Task brief: Whenever the string "there" turns up in a line of the data below, copy that line.

START Given data

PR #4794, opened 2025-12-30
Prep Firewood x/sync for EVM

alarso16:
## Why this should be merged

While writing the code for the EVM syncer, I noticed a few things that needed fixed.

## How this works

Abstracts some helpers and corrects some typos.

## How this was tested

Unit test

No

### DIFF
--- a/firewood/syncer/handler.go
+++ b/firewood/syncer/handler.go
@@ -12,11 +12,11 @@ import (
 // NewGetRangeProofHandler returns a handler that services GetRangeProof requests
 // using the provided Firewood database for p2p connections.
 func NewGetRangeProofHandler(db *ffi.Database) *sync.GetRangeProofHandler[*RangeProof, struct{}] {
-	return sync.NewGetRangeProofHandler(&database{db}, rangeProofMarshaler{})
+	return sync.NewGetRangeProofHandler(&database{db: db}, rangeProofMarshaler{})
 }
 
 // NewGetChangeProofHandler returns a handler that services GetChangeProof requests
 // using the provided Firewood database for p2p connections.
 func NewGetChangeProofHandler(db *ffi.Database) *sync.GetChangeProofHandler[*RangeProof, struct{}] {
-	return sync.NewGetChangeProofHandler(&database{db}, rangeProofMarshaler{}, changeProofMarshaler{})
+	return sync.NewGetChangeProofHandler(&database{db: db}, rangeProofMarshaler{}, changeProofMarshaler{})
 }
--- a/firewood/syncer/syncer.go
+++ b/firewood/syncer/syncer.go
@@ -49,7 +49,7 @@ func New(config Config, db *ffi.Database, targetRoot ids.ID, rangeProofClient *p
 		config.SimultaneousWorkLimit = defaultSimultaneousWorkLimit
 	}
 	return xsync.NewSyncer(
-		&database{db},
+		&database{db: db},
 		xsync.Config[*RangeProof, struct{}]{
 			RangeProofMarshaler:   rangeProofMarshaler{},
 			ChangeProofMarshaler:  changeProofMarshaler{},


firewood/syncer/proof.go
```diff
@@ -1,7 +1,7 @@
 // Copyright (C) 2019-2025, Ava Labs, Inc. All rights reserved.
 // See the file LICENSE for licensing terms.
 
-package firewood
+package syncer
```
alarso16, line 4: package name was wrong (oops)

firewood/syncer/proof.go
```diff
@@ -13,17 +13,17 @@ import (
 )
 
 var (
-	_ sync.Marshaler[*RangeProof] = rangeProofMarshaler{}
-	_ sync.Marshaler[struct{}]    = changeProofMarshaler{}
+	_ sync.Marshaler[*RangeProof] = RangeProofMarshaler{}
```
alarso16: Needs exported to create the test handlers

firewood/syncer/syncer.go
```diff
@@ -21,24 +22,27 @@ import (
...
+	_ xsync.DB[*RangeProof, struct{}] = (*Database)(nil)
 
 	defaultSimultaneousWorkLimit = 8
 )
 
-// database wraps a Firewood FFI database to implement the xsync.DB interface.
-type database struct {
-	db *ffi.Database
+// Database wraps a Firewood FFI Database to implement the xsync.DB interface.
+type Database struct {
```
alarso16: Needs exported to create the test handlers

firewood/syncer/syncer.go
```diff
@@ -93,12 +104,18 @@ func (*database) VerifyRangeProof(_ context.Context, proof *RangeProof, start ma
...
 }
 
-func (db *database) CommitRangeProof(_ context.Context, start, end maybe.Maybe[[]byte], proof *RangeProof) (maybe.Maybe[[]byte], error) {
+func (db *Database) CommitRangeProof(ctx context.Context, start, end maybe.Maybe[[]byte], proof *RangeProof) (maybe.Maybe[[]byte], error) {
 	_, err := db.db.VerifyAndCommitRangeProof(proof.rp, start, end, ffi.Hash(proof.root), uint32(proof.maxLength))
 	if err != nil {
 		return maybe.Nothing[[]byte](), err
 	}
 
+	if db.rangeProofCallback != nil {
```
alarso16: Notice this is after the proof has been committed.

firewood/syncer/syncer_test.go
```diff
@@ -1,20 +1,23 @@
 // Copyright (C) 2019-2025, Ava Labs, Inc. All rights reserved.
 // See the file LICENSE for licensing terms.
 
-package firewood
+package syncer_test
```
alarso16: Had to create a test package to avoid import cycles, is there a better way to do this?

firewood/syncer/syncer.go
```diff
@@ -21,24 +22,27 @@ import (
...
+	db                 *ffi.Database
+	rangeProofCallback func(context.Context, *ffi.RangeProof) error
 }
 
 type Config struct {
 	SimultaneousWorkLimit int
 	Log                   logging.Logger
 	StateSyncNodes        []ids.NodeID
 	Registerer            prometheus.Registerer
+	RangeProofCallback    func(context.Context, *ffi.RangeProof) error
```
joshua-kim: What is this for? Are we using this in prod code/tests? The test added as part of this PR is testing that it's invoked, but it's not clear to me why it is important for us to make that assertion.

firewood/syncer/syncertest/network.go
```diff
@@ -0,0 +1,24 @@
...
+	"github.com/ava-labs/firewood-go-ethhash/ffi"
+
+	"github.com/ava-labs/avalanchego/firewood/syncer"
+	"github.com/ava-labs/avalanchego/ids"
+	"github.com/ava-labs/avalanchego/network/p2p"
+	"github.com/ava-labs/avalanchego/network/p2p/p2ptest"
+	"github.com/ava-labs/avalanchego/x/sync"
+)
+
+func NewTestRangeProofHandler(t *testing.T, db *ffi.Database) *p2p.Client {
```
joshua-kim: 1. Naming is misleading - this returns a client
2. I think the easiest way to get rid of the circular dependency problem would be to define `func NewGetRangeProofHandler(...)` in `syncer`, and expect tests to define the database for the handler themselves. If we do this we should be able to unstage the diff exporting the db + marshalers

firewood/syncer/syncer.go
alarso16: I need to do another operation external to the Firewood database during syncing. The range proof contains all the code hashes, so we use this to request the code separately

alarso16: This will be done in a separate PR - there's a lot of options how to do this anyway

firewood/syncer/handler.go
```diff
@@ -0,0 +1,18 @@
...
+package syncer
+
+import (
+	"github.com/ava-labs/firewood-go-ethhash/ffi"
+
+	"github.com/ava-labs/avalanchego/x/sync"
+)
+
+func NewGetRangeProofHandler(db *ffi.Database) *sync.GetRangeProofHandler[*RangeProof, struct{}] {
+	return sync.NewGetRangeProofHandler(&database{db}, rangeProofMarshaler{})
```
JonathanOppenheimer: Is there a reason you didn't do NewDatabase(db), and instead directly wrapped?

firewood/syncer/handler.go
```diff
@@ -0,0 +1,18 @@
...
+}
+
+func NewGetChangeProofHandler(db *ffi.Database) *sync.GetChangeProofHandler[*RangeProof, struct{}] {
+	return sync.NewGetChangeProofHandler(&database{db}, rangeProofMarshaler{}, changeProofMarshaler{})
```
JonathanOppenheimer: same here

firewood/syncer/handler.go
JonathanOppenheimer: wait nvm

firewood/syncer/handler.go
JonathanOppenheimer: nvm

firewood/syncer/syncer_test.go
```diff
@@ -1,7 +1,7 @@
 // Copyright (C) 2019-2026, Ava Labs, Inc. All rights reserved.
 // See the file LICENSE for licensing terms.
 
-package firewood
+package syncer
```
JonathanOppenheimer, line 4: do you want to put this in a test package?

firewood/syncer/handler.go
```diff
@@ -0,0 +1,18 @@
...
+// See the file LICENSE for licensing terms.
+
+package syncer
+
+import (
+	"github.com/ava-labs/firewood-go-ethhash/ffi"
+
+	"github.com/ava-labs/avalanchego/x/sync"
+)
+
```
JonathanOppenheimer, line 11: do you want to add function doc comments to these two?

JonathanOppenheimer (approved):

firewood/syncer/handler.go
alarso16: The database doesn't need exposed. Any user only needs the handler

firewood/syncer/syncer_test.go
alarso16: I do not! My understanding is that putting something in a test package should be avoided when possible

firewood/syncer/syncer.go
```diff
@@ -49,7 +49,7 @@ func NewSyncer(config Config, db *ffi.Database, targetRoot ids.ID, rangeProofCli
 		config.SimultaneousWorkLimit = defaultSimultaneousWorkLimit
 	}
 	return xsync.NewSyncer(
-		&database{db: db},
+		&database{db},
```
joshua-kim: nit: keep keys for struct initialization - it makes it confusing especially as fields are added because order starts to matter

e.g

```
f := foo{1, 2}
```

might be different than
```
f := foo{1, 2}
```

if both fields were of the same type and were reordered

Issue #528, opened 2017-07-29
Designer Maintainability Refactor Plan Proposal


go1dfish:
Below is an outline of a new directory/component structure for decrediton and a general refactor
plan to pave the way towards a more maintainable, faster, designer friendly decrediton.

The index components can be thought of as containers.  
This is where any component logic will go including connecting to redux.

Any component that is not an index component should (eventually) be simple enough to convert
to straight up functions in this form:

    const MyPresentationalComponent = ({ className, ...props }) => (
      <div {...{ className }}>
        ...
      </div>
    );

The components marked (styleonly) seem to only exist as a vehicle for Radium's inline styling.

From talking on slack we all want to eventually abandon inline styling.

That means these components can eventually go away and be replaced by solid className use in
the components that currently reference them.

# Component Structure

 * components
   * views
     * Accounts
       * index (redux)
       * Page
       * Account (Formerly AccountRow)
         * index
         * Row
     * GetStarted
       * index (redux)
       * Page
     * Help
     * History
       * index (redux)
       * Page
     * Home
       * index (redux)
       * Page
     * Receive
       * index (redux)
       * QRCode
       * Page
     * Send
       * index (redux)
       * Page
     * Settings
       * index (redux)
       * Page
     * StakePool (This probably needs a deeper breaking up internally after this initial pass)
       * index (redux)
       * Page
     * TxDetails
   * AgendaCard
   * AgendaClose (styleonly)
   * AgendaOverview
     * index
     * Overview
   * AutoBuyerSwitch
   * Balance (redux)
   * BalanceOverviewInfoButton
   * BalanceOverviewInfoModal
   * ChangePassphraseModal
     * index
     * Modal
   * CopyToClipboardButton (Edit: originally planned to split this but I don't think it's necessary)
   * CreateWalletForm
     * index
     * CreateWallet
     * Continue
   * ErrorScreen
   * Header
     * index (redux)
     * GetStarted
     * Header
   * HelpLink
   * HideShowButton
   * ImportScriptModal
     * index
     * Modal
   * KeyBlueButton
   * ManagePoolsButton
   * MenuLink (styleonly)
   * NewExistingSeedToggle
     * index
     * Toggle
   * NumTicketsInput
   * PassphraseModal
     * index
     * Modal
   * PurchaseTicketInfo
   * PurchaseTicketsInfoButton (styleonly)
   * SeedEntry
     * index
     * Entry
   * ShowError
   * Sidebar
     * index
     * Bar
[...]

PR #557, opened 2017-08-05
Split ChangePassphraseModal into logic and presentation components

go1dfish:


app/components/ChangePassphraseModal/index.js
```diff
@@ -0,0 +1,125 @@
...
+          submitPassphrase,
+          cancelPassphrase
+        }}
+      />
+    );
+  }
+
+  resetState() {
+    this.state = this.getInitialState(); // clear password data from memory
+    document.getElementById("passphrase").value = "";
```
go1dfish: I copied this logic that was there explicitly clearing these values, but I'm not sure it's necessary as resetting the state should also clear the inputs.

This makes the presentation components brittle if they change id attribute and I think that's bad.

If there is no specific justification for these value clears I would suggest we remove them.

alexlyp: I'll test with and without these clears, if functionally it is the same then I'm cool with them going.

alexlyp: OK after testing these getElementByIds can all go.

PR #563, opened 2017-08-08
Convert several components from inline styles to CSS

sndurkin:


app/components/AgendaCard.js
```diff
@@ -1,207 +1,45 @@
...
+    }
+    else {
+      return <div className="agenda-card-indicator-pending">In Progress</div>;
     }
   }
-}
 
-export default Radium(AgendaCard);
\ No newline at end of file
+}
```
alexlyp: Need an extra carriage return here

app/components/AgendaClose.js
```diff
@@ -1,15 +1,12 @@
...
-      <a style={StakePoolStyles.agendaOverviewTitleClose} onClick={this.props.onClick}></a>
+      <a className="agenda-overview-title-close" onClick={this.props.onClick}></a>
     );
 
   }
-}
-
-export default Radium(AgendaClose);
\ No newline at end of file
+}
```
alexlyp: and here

END Given data

Answer area:
alarso16: Had to create a test package to avoid import cycles, is there a better way to do this?
alarso16: This will be done in a separate PR - there's a lot of options how to do this anyway
JonathanOppenheimer: Is there a reason you didn't do NewDatabase(db), and instead directly wrapped?
go1dfish: I copied this logic that was there explicitly clearing these values, but I'm not sure it's necessary as resetting the state should also clear the inputs.
If there is no specific justification for these value clears I would suggest we remove them.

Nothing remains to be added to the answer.